4-5 units, not given this year

URBANST 171. Urban Design Studio

The practical application of urban design theory. Projects focus on designing neighborhood and downtown regions to balance livability, revitalization, population growth, and historic preservation.

5 units, not given this year

URBANST 173. Urban Economics

(Same as PUBLPOL 176.) Application of the principles of economic analysis to urban issues and policy, including urban land use, housing, transportation, economic development, and the financing of public services. Fundamentals of microeconomic theory.

4-5 units, Aut (Reilly, M)

URBANST 190. Urban Professions Seminar

Workshop. Contemporary practice of urban design and planning, community development, urban education, public service law, and related fields. Topics depend partly on student interests. Bay Area professionals lecture and respond to questions concerning their day-to-day work, impressions of their field, and the academic background recommended for their work.

1 unit, Spr (Kahan, M)

URBANST 194. Internship in Urban Studies

For Urban Studies majors only. Students organize an internship in an office of a government agency, a community organization, or a private firm directly relevant to the major. Reading supplements internship. Paper summarizes internship experience and related readings.

2-4 units, Aut (Staff), Win (Staff), Spr (Staff)

URBANST 195. Special Projects in Urban Studies

1-5 units, Aut (Staff), Win (Staff), Spr (Staff)

URBANST 197. Directed Reading

1-5 units, Aut (Staff), Win (Staff), Spr (Staff)

URBANST 198. Senior Research in Public Service

Limited to seniors approved by their departments for honors thesis, and admitted to the year-round Public Service Scholars Program sponsored by the Haas Center for Public Service. What standards in addition to those expected by the academy apply to research conducted as a form of public and community service? How can communities benefit from research? Theory and practice of research as a form of public service. Readings in research theory and methods of participatory action research; presentations on research as service; workshops on each participant's thesis work-in-progress; public presentation of completed research; and thesis evaluation by a community-based reader. May be repeated for credit. Corequisite: 199.
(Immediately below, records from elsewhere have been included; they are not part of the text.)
PR #893, opened 2022-02-14
boost copyright to 2022 from 2019

yarikoptic:
or should we just make it correspond to current  year (programmatically) or the year of the last commit in the repo?

### DIFF
--- a/web/src/components/DandiFooter.vue
+++ b/web/src/components/DandiFooter.vue
@@ -15,7 +15,7 @@
       </cookie-law>
       <v-row>
         <v-col offset="2">
-          &copy; 2022 - present The DANDI Team<br>
+          &copy; 2019 - 2022 The DANDI Team<br>
           version
           <a
             class="version-link"
--- a/web/src/components/DandiFooter.vue
+++ b/web/src/components/DandiFooter.vue
@@ -15,7 +15,7 @@
       </cookie-law>
       <v-row>
         <v-col offset="2">
-          &copy; 2019 - present The DANDI Team<br>
+          &copy; 2022 - present The DANDI Team<br>
           version
           <a
             class="version-link"


waxlamp (commented):
We don't need this or any future changes to the copyright notice--it declares copyright from 2019 to "present".

yarikoptic:
IANAL , so -- doesn't copyright has some kind of expiration? (then keeping an old one would be detrimental although pragmatically irrelevant).  anyways, to me keeping old date in copyright notice just gives a "stale taste" to the website. Having 2019-2022 would show duration/maturity but didn't want to make it longer.

yarikoptic:
FWIW
```
$> curl --silent https://www.kitware.com/ | grep ©
                <ul id="menu-footer-lower-left-side" class=""><li id="menu-item-205" class="menu-item menu-item-type-custom menu-item-object-custom current-menu-item current_page_item menu-item-home menu-item-205"><a href="https://www.kitware.com" aria-current="page">©2021 Kitware, Inc</a></li>
```
I think the copyright year should correspond to the year of the last change since that is where possibly content which has copyright only at that time (not some years before since it might have not even existed) was introduced, and thus in fact reflect "freshness" not as a target of the manipulation, but rather as a "side-effect".

waxlamp:
IMO, we'd be much better off not overthinking how copyright law works, and just statically leaving this as "2019 - present" and never worrying about it again, but it's not a hill I want to die on or even really take a nap on 😄 so I would accept your idea for a programmatically set copyright notice.

waxlamp (approved):

web/src/components/DandiFooter.vue
```diff
@@ -15,7 +15,7 @@
       </cookie-law>
       <v-row>
         <v-col offset="2">
-          &copy; 2019 - present The DANDI Team<br>
+          &copy; 2022 - present The DANDI Team<br>
```
yarikoptic, line 18: ok, I think it should be 

```suggestion
          &copy; 2019 - 2022 The DANDI Team<br>
```

as programmatically set by a bot @yarikoptic matching it to the year of the last change. The year when we forget to update it would mean we are no longer actively programmatically maintaining the project ;)

PR #897, opened 2022-02-15
Make ZarrArchives belong to a Dandiset

### LINKED ISSUE #884: Restrict ZarrArchives to belong to a Dandiset
* When creating a ZarrArchive, you must specify a Dandiset that the ZarrArchive will eventually belong to.
* You may not add an Asset containing a ZarrArchive to a dandiset that the ZarrArchive does not belong to. *This means no deduplication for zarrs!*
* ZarrArchives may only be modified (and therefore, uploaded to) by owners of the Dandiset.

dchiquito:
Fixes #884

attention @jwodder @yarikoptic this introduces a change in the zarr creation API endpoint:
image

`dandiset` now must be specified when creating a new ZarrArchive.


yarikoptic:
now that we have merged https://github.com/dandi/dandi-cli/pull/911 I have restarted dandi-cli integration test job, and it errorred out with 
```
  File "/opt/hostedtoolcache/Python/3.8.12/x64/lib/python3.8/site-packages/requests/models.py", line 960, in raise_for_status
    raise HTTPError(http_error_msg, response=self)
requests.exceptions.HTTPError: 500 Server Error: Internal Server Error for url: http://localhost:8000/api/zarr/
```
see e.g. https://github.com/dandi/dandi-archive/runs/5205798389?check_suite_focus=true

dchiquito:
@yarikoptic The test is trying to save multiple zarrs with the same name in the same dandiset. This is resulting in a DB integrity error which is thrown as a 500, which is admittedly not great. I can change the error code, but the CLI tests will need to change to use different names for different zarrs in the same dandisets.

jwodder:
@dchiquito I can change the client to use the full asset path for the Zarr, but what will/should happen if a Zarr is uploaded to a Dandiset, then deleted, then another Zarr is uploaded at the same path?  (One way around this would be to make the Zarr name a UUID, but at that point, we might as well do away with the field entirely.)

dchiquito:
@jwodder Perhaps I'm not understanding your hypothetical, but I don't see any problems with that. When the zarr is deleted, all the data would be deleted from S3 and the row in the ZarrArchive table would be deleted, so there is nothing to conflict with the second zarr archive.

jwodder:
@dchiquito OK.  I thought the current lack of garbage collection might mean that the Zarr record stayed around after deletion.

jwodder:
PR created on client: https://github.com/dandi/dandi-cli/pull/912

yarikoptic:
merged in dandi-cli, reran job here

dchiquito:
@jwodder https://github.com/dandi/dandi-archive/runs/5219563693?check_suite_focus=true tests are still failing for the same reason. I assume two different zarrs with the same path are being created in the same dandiset.

jwodder:
@dchiquito Yes, the master branch does that.  Re-use/updating of Zarrs [has not been merged yet](https://github.com/dandi/dandi-cli/pull/907).

dandiapi/api/views/zarr.py
```diff
@@ -106,8 +111,14 @@ def create(self, request):
         serializer.is_valid(raise_exception=True)
 
         name = serializer.validated_data['name']
-        zarr_archive: ZarrArchive = ZarrArchive(name=name)
-        zarr_archive.save()
+        dandiset = get_object_or_404(
+            Dandiset.objects.visible_to(request.user), id=serializer.validated_data['dandiset']
+        )
+        zarr_archive: ZarrArchive = ZarrArchive(name=name, dandiset=dandiset)
```
AlmightyYakob, line 117: Would we need to have a permission check here to ensure the user creating the zarr is an owner on the specified dandiset? As is, it seems that any authenticated (but not necessarily authorized) user could create a zarr archive on any dandiset without one yet.

AlmightyYakob (changes requested):
Looks good, one small question

dandiapi/api/views/zarr.py
satra: yes.

dchiquito: Good catch, fixed

AlmightyYakob (approved):

PR #898, opened 2022-02-15
Add operation_id to zarr explore endpoint

### LINKED ISSUE #896: Fix duplicate zarr_read OpenAPI entry
There are two routes in our OpenAPI specification named `zarr_read`:
image
One of them should be explicitly renamed.

dchiquito:
Fixes #896

### DIFF
--- a/dandiapi/api/views/zarr.py
+++ b/dandiapi/api/views/zarr.py
@@ -204,6 +204,7 @@ class ZarrViewSet(ReadOnlyModelViewSet):
             pattern=r'.*',
         )
     ],
+    operation_id='zarr_file',
 )
 @api_view(['GET', 'HEAD'])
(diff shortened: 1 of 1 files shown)


dandiapi/api/views/zarr.py
```diff
@@ -204,6 +204,7 @@ def delete_files(self, request, zarr_id):
             pattern=r'.*',
         )
     ],
+    operation_id='zarr_file',
```
waxlamp, line 207: Based on the difference in paths between the two clashing endpoints, I thought a name like `zarr_path_read` would be good, but I think something more descriptive than `zarr_file` is warranted.

dchiquito: Renamed to `zarr_content_read`

waxlamp (approved):

AlmightyYakob (approved):

PR #903, opened 2022-02-16
Use `validate` serializer method to check `blob_id` and `zarr_id`

AlmightyYakob:
I noticed this as a result of reviewing #897, but didn't want to derail that PR

This cleans up the logic around asset create/update.


dandiapi/api/views/asset.py
```diff
@@ -291,14 +300,12 @@ def create(self, request, versions__dandiset__pk, versions__version):
                 )
                 asset_blob = None
             zarr_archive = None
-        elif 'blob_id' not in serializer.validated_data and 'zarr_id' in serializer.validated_data:
+        else:
```
mvandenburgh, line 303: I actually think the explicit distinction between `blob_id` and `zarr_id` in these if/elif statements makes the intent here clearer. Also, if we ever have additional "special" assets like zarr, I fear that having the `else` block implicitly mean it's a zarr would confuse things

What do you think of keeping 
```
elif 'blob_id' not in serializer.validated_data and 'zarr_id' in serializer.validated_data`:
	.....
```
And then changing the `else` block on line 300 to be
```
else:
	raise NotImplementedError('.....')
```

(Obviously this would apply to line 395+ too)

AlmightyYakob: That's a good point, I'll change this

AlmightyYakob:
@mvandenburgh I included your suggestion, and was actually able to factor out more than I originally thought. Lmk what you think.

AlmightyYakob:
This will certainly conflict with #901, so I'll probably wait for that to merge, and then rebase off master.

dandiapi/api/views/asset.py
```diff
@@ -135,6 +135,29 @@ def _paginate_asset_paths(
     return {'results': paths.data, 'count': asset_count, 'next': next_url, 'previous': prev_url}
 
 
+def _maybe_validate_asset_metadata(asset: Asset):
```
dchiquito, line 138: what is conditional about this method?

dchiquito (approved):
Much better than what was there, thanks!

dandiapi/api/views/asset.py
AlmightyYakob: If this is a zarr asset, it doesn't validate metadata

mvandenburgh (approved):

PR #908, opened 2022-02-18
Update asset metadata when zarr is modified

### LINKED ISSUE #888: Update asset metadata when zarr is updated
Right now Assets are considered to be immutable, which does not work with the current model of having ZarrArchives change over time. Asset metadata should be updated whenever the ZarrArchive is updated.

dchiquito:
Fixes #888


AlmightyYakob (approved):
LGTM

PR #923, opened 2022-02-24
Add `dense` prop to meditor form elements

mvandenburgh:
This slightly improves the look of the meditor by condensing the sizes of the form inputs.

Before / After:

before
after


mvandenburgh:
@waxlamp - just pinging you to make you aware since you suggested it (and I do agree it's an improvement), no review needed

I'll merge this after CI passes, I don't think a code review is necessary for change as minor as this

PR #924, opened 2022-02-24
Fix meditor data loss issue

### LINKED ISSUE #728: Back button in meditor can lose user's work
Open the meditor, and make an edit. Then, instead of clicking the orange save icon, click on the browser back button. Note that the user's work is now lost.

I can think of two solutions here:
1. Use the standard browser mechanism of making a user confirm leaving a page when there is unsaved work therein.
2. Continuously autosave the metadata without the need for a save button.

(1) seems easier in the short term, but (2) seems like a more robust, modern solution to the problem on the whole.

mvandenburgh:
- Add `beforeunload` event listener that displays a browser prompt if user tries to navigate away from page (clicking refresh, ~~back button~~, closing window, etc) with unsaved meditor changes.
- Prevent meditor dialog window from being closed if there are unsaved meditor changes.

Closes #728 

Edit: this actually doesn't work for the back button. Due to how SPAs work, it looks like we'll need to use some `vue-router` hook to handle that case.

### DIFF
--- a/web/src/components/Meditor.vue
+++ b/web/src/components/Meditor.vue
@@ -187,7 +187,7 @@
 import type { JSONSchema7 } from 'json-schema';
 
 import {
-  defineComponent, ref, computed, ComputedRef,
+  defineComponent, ref, computed, ComputedRef, onMounted,
 } from '@vue/composition-api';
 
 import jsYaml from 'js-yaml';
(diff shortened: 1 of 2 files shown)


mvandenburgh:
Superseded by #947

1-3 units, Aut (Schmidt-Posner, J), Win (Schmidt-Posner, J), Spr (Schmidt-Posner, J)

URBANST 199. Senior Honors Thesis

1-10 units, Aut (Staff), Win (Staff), Spr (Staff)

URBANST 201. Preparation for Senior Project

(Same as SOC 201.) First part of capstone experience for Urban Studies majors pursuing an internship-based research project or honors thesis. Individually arranged internship beginning in Winter Quarter, 8 hours per week. Prospective students must consult with internship coordinator early in Autumn Quarter to plan placement. Reflections and assignments culminate in a research proposal, which may submitted for funding. Internship normally continues in Spring Quarter; research proposed in the final assignment may be carried out in Spring or Summer Quarter; consent required for Autumn Quarter research. Corequisite: URBANST 201A.

5 units, Win (Kahan, M)

URBANST 201A. Capstone Internship in Urban Studies

Restricted to Urban Studies majors. Students work at least 80 hours with a supervisor, establish learning goals, and create products demonstrating progress. Reflection on service and integration of internship with senior research plans. Must be completed by start of Winter Quarter senior year. May continue for additional quarter as 194. Corequisite: 201 or consent of instructor.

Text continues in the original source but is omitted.